***** Records to use

PR #11610, opened 2026-09-10
:bug: Keep text image fills aligned during drag

superalex:

## What

- Text shapes with image (or gradient) fills keep the fill aligned when dragging/moving the text
- Resize already looked correct; move left the image behind because of stale absolute shaders in the layout cache

## Why

After #11355, plain-text paint reuses cached Skia paragraphs across move clones. Those paragraphs bake absolute image/gradient shaders at layout time. On drag, glyphs paint at the new selrect while the fill shader stays at the old origin.

## How

- Record `layout_paint_origin` when the layout (and fill paints) are built
- When painting from cache, draw at that origin and translate the canvas by the selrect delta so glyphs and shaders move together
- Sync text bounds before `update_layout` / in `set_selrect` so fills bake against the current container
- Unit tests cover origin recording, move offset, and origin surviving clone+translate

### DIFF
--- a/render-wasm/src/shapes.rs
+++ b/render-wasm/src/shapes.rs
@@ -403,8 +403,8 @@ impl Shape {
         self.invalidate_extrect();
         self.selrect.set_ltrb(left, top, right, bottom);
         if let Type::Text(ref mut text) = self.shape_type {
+            // `update_layout` syncs bounds via set_xywh before baking fill paints.
             text.update_layout(self.selrect);
-            text.set_xywh(left, top, self.selrect.width(), self.selrect.height());
         }
     }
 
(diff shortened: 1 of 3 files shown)


render-wasm/src/shapes.rs
```diff
@@ -403,8 +403,10 @@ impl Shape {
         self.invalidate_extrect();
         self.selrect.set_ltrb(left, top, right, bottom);
         if let Type::Text(ref mut text) = self.shape_type {
-            text.update_layout(self.selrect);
+            // Bounds must match selrect before layout so absolute fill shaders
+            // (image/gradient) bake against the current container origin.
             text.set_xywh(left, top, self.selrect.width(), self.selrect.height());
+            text.update_layout(self.selrect);
```
elenatorro, line 407: update_layout already calls set_xywh with selrect options (set on `self.selrect.set_ltrb(left, top, right, bottom);` above), so we can just remove `text.set_xywh` here, right?

superalex: Thanks!

PR #11635, opened 2026-09-10
:bug: Fix chunked upload storage amplification and cap chunk size

### LINKED ISSUE #11634: Chunked upload stores duplicate objects when the same chunk index is sent twice
### Description

Repeated uploads of the same chunk index in one upload session each create a new stored object, so a one-chunk session can accumulate many times its declared data in temporary storage.
### Steps to reproduce

1. Create an upload session with `totalChunks: 1`.
2. Call `upload-chunk` four times with the same session id and `index: 0`.
3. Inspect live `storage_object` rows for the session: four distinct objects and four times the declared bytes exist.
### Expected behavior

A repeated session and chunk index is rejected or atomically replaces the earlier object, keeping one stored chunk and no extra bytes.
### Affected versions

2.17.2 (verified on 980ccf15fa0e1ece7130db48a6a6defce50045fd; still present on current staging).

niwinz:

## What

- Chunked uploads no longer store duplicate objects when the same chunk index is sent twice; the repeat is rejected with `duplicate-chunk-index` (GHSA-qvq5-c536-pmx8).
- New `upload-max-chunk-size` setting (default 30 MiB) rejects oversize chunks before anything is stored.

## Why

- `upload-chunk` only checked index bounds and wrote a fresh object per request, so one authenticated user could pile unbounded temp storage onto a tiny session; assembly noticed the mismatch only after allocation. It also counted chunks without checking which indices arrived, so duplicated indices could assemble a corrupt file.
- Chunks had no size cap of their own: the 30 MiB limits applied to the assembled file while each request was bounded only by the 350 MiB HTTP body limit.

## How

- **Upload path:** `upload-chunk` now runs in a transaction, locks the session row, and rejects already-stored indices; `assemble-chunks` requires exactly indices `0..n-1`, closing the corrupt-assembly gap for media, fonts, and binfile through the shared helper.
- **Size cap:** per-chunk check against the new setting, before any storage write; app clients slice at 25/10 MiB, so no frontend change was needed.
- **Tests:** four new backend tests (duplicate rejected, index-set assembly guard, dupe-then-assemble, session stays usable, oversize rejected); media, font, and binfile suites green (49 tests, 415 assertions), lint and format clean.

Closes #11634

### DIFF
--- a/backend/src/app/rpc/commands/media.clj
+++ b/backend/src/app/rpc/commands/media.clj
@@ -339,6 +339,8 @@
 
 ;; --- Chunked Upload: Upload a single chunk
 
+(declare get-upload-chunk)
+
 (def ^:private schema:upload-chunk
   [:map {:title "upload-chunk"}
    [:session-id ::sm/uuid]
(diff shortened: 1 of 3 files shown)


backend/src/app/rpc/commands/media.clj
```diff
@@ -354,9 +357,31 @@
   {::doc/added "2.17"
    ::sm/params schema:upload-chunk
    ::sm/result schema:upload-chunk-result}
-  [{:keys [::db/pool] :as cfg}
-   {:keys [::rpc/profile-id session-id index content] :as _params}]
-  (let [session (db/get pool :upload-session {:id session-id :profile-id profile-id})]
+  [cfg {:keys [::rpc/profile-id session-id index content]}]
+  (let [session (db/tx-run! check-upload-chunk-slot session-id profile-id index content)]
```
Alotor: tx-run! should receive cfg as first parameter i think

Alotor (approved):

**********

### [Exercise prompt]
Reproduce exactly, and only, the part of the listing above that begins at the line with "A repeated session" and goes on through the line with "(def ^:private schema:upload-chunk".

### [Response area]
A repeated session and chunk index is rejected or atomically replaces the earlier object, keeping one stored chunk and no extra bytes.
### Affected versions

2.17.2 (verified on 980ccf15fa0e1ece7130db48a6a6defce50045fd; still present on current staging).

niwinz:

## What

- Chunked uploads no longer store duplicate objects when the same chunk index is sent twice; the repeat is rejected with `duplicate-chunk-index` (GHSA-qvq5-c536-pmx8).
- New `upload-max-chunk-size` setting (default 30 MiB) rejects oversize chunks before anything is stored.

## Why

- `upload-chunk` only checked index bounds and wrote a fresh object per request, so one authenticated user could pile unbounded temp storage onto a tiny session; assembly noticed the mismatch only after allocation. It also counted chunks without checking which indices arrived, so duplicated indices could assemble a corrupt file.
- Chunks had no size cap of their own: the 30 MiB limits applied to the assembled file while each request was bounded only by the 350 MiB HTTP body limit.

## How

- **Upload path:** `upload-chunk` now runs in a transaction, locks the session row, and rejects already-stored indices; `assemble-chunks` requires exactly indices `0..n-1`, closing the corrupt-assembly gap for media, fonts, and binfile through the shared helper.
- **Size cap:** per-chunk check against the new setting, before any storage write; app clients slice at 25/10 MiB, so no frontend change was needed.
- **Tests:** four new backend tests (duplicate rejected, index-set assembly guard, dupe-then-assemble, session stays usable, oversize rejected); media, font, and binfile suites green (49 tests, 415 assertions), lint and format clean.

Closes #11634

### DIFF
--- a/backend/src/app/rpc/commands/media.clj
+++ b/backend/src/app/rpc/commands/media.clj
@@ -339,6 +339,8 @@
 
 ;; --- Chunked Upload: Upload a single chunk
 
+(declare get-upload-chunk)
+
 (def ^:private schema:upload-chunk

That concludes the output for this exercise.